*** Block opens ***

PR #1350, opened 2024-04-22
BUG: Fix old rerank models use flag rerank issue

codingl2k1:
Old reranker model use `sentence_transformers`, only new reranker model use `FlagEmbedding`.

### DIFF
--- a/xinference/model/rerank/core.py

*** Block closes ***

Work instruction: Return all of the data precisely as it appears.

Result for this exercise:
PR #1350, opened 2024-04-22
BUG: Fix old rerank models use flag rerank issue

codingl2k1:
Old reranker model use `sentence_transformers`, only new reranker model use `FlagEmbedding`.

### DIFF
--- a/xinference/model/rerank/core.py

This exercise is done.